Audio: How does it sound?
The previous DVD release offered up a Dolby Digital Mono soundtrack which, considering the age of the film, sounded somewhat decent. This new HD DVD release has a Dolby Digital Plus soundtrack that, arguably, doesn’t sound a whole lot better but it does improve on the previous editions of this movie. Dialogue is very consistently clean and though this isn’t the type of movie that will shake the walls, it certainly sounds better that it ever has. Loosely translated, you’ll like what you hear and how it’s presented.
Supplements: What are the extras?
This HD DVD version has all of the supplements ported over from the previous two-disc edition, so you’ll know what you’re getting here. “The Adventures of Robin Hood”. We start off with an audio commentary by film historian Rudy Behlmer. Behlmer is very talkative here and obviously knows his stuff. He does give a lot of information about the troubled shoot and seems to deliver the kind of track that only someone who has been studying his material for a long time knows. He does. A music-only track that features Erich Wolfgang Korngold’s score is also included.

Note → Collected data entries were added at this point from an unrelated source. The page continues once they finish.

PR #2180, opened 2024-07-05
Create fixture proc-macro-no-implicit-prelude

jplatte:
This is what I was talking about in #2177. I think you weren't missing anything @mhammond, it's a bunch of boilerplate so I put it in a new fixture instead of `proc-macro`. It's a copy of that one though.

Note that there is still the language prelude that is _not_ disabled by this attribute (which contains primitive types such as `u8` and I think `str` as well, plus lots of macros like `#[align]`, `#[allow]`, `#[automatically_derived]`, ...). Because some of these things can nevertheless be shadowed, this test doesn't catch all potential name confusions within macro code. It it pretty good at it though, as you can see in the first commit 😄 (the few `::std::primitive` insertions were drive-by improvements and not steered by error messages)

### DIFF
--- a/Cargo.lock
+++ b/Cargo.lock
@@ -1785,6 +1785,13 @@ dependencies = [
 ]
 
 [[package]]
+name = "uniffi-fixture-proc-macro-no-implicit-prelude"
+version = "0.22.0"
+dependencies = [
+ "uniffi",
+]
+
+[[package]]
 name = "uniffi-fixture-regression-callbacks-omit-labels"
 version = "0.22.0"
 dependencies = [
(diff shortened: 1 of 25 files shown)


jplatte:
Ah, I think rust-analyzer wasn't showing me errors from UDL scaffolding generation, or something?

Happy for anybody else to take over this PR and finish it 😅 
I don't really feel like putting in more time into it, today at least.

If you want I can also post the first commit as a separate PR, that should pass CI as-is.

mhammond:
Thanks @jplatte, that's useful and helpful! I opened https://github.com/mozilla/uniffi-rs/pull/2181 because the failing tests all seem quite shallow - I'm happy for either you to merge that into yours, or for me to squash them up and land them - but you did most of the work :)

mhammond (approved):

Lastly, we have the “Warner Night at the Movies 1938” which attempts to re-create what is would have been like to see the film at the theater back then. Hosted by Leonard Maltin, we are greeted with his introduction and shown a number of theatrical trailers, a newsreel and even a cartoon. Also included is a trailer gallery of Errol Flynn’s movies.

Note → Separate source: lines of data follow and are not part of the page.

PR #2182, opened 2024-07-08
Kotlin: use `Enum.entries` instead of `Enum.values()`

jmartinesp:
Since Kotlin `1.9`, the `.entries` property is generated at build time for enum classes. Unlike `Enum.values()`, this property doesn't instantiate a new array with every enum case every time it's used, instead a single List instance is reused.

This should improve performance a tiny bit for Kotlin bindings. However, note this will only be supported since Kotlin 1.9, I don't know if there is a min version the project wants to support.

### DIFF
--- a/docs/manual/src/kotlin/configuration.md
+++ b/docs/manual/src/kotlin/configuration.md
@@ -4,16 +4,16 @@ The generated Kotlin modules can be configured using a `uniffi.toml` configurati
 
 ## Available options
 
-| Configuration name           | Default  | Description |
-|------------------------------| -------  |------------ |
-| `package_name`               |  `uniffi` | The Kotlin package name - ie, the value used in the `package` statement at the top of generated files. |
+| Configuration name           | Default                  | Description |
+|------------------------------|--------------------------|------------ |
+| `package_name`               | `uniffi`                 | The Kotlin package name - ie, the value used in the `package` statement at the top of generated files. |
 | `cdylib_name`                | `uniffi_{namespace}`[^1] | The name of the compiled Rust library containing the FFI implementation (not needed when using `generate --library`). |
-| `generate_immutable_records` | `false` | Whether to generate records with immutable fields (`val` instead of `var`). |
-| `custom_types`               | | A map which controls how custom types are exposed to Kotlin. See the [custom types section of the manual](../udl/custom_types.md#custom-types-in-the-bindings-code)|
-| `external_packages`          | | A map of packages to be used for the specified external crates. The key is the Rust crate name, the value is the Kotlin package which will be used referring to types in that crate. See the [external types section of the manual](../udl/ext_types_external.md#kotlin)
-| `android`                    | `false` | Used to toggle on Android specific optimizations
-| `android_cleaner`            | `android` | Use the [`android.system.SystemCleaner`](https://developer.android.com/reference/android/system/SystemCleaner) instead of [`java.lang.ref.Cleaner`](https://docs.oracle.com/en/java/javase/21/docs/api/java.base/java/lang/ref/Cleaner.html). Fallback in both instances is the one shipped with JNA.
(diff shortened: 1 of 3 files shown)


jmartinesp:
The CI seems to fail because it uses Kotlin 1.8.20 or lower 😅

jmartinesp:
I added an `use_enum_entries` config parameter to enable this change on Kotlin  >= `1.9.0` while keeping backwards compatibility with previous versions of the language.

docs/manual/src/kotlin/configuration.md
```diff
@@ -4,15 +4,16 @@ The generated Kotlin modules can be configured using a `uniffi.toml` configurati
...
+| `custom_types`               | | A map which controls how custom types are exposed to Kotlin. See the [custom types section of the manual](../udl/custom_types.md#custom-types-in-the-bindings-code)|
+| `external_packages`          | | A map of packages to be used for the specified external crates. The key is the Rust crate name, the value is the Kotlin package which will be used referring to types in that crate. See the [external types section of the manual](../udl/ext_types_external.md#kotlin)
+| `android`                    | `false` | Used to toggle on Android specific optimizations
+| `android_cleaner`            | `android` | Use the [`android.system.SystemCleaner`](https://developer.android.com/reference/android/system/SystemCleaner) instead of [`java.lang.ref.Cleaner`](https://docs.oracle.com/en/java/javase/21/docs/api/java.base/java/lang/ref/Cleaner.html). Fallback in both instances is the one shipped with JNA.
+| `use_enum_entries`           | `false` | Uses `EnumClass.entries` instead of `EnumClass.values()` in the bindings, which is more efficient as it reuses the same list instance every time. Note this is only available since Kotlin 1.9.0
```
bendk, line 16: I like the idea of using a config value for this a lot.  My one concern is that we'll end up with tons of these entries that people will need to fiddle with.  What do you think of adding something like `kotlin_target_version`?  The `use_enum_entries` method can check if it's >= `1.9.0` and this same logic could be re-used for using other language features.

jplatte: A simple `>=` will only work if this is stored as a tuple though, not if it's stored as a string.

jmartinesp: That sounds like a sensible idea. Let me check if I can get something working real quick.

jmartinesp: https://github.com/mozilla/uniffi-rs/pull/2182/commits/486fa87acb6f7853bb58fa8ad85bbd72c97a9e49

bendk: This looks great, my one last concern is the use of `cargo_metadata` for the parsing.  We're working towards making that optional, so I'd rather we did the parsing ourselves.

However, this is getting really far away from your original concerns though.  Do you want to try to tackle this or should we merge it as-is and I can try to handle that one as a follow-up?

jmartinesp: I'd rather merge it as is, if possible. I didn't realise you were trying to get rid of cargo metadata. Maybe I should have used [semver](https://docs.rs/semver/latest/semver/) instead?

bendk: Sounds good, let's merge this and figure out how to remove it later.   I'm kind of thinking that we can just parse the versions by hand for now and avoid the extra dependency, but we can discuss in a separate PR.

bendk: Oops, I see there's still a clippy error.  I can merge once you fix that one.

jmartinesp: I hope https://github.com/mozilla/uniffi-rs/pull/2182/commits/1dfd0a5abe67a86e2bd64900b26ca3535d97938a will fix it 🤞 .

bendk (approved):
Looks like that worked, thanks for the contribution.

A documentary “Welcome to Sherwood: The story of The Adventures of Robin Hood”. Interviews with writers and filmmakers are shown as is the production of this great movie. Leonard Maltin, Robert Osborne (host of Turner Classic Movies) and others share their thoughts on the film at hand. It’s this kind of high-quality work that make Warner’s editions so beloved by fans. We then have a slew of shorter featurettes “From the Cutting Room” has some outtakes of the movie and the “Breakdowns of 1938” showcasing all the bloopers from all of Warner’s movies of that year. Next up is “Robin Hood through the ages”. Even as old as this movie is, it had been done before and this showcases some of the earlier screen versions. “A Journey to Sherwood Forest” shows some rare home movies shot on the Warner studio lot during the film’s production. Not the most informative of features, but a neat little feature nonetheless. Some classic cartoons are shown as well, the Looney Toons shorts “Rabbit Hood” (with Bugs as Robin Hood” and “Robin Hood Daffy”. “Splitting the Arrow” is a focus on the Academy Award winning Art Direction (which included Costume Designs, storyboards and some cast and crew photos). The original Robin Hood radio show is broadcast (audio only, naturally) with the stars of the film as well as a piano session with composer Korngold. Lastly, Angela Lansbury narrates “Glorious Technicolor” which follows the evolution of Technicolor through the ages. “The Adventures of Robin Hood” was the first Warner picture to use this process, so this is naturally a welcome addition. All in all, a great offering of one of the more popular “early” action movies has made its way to HD DVD, and it looks and sounds great.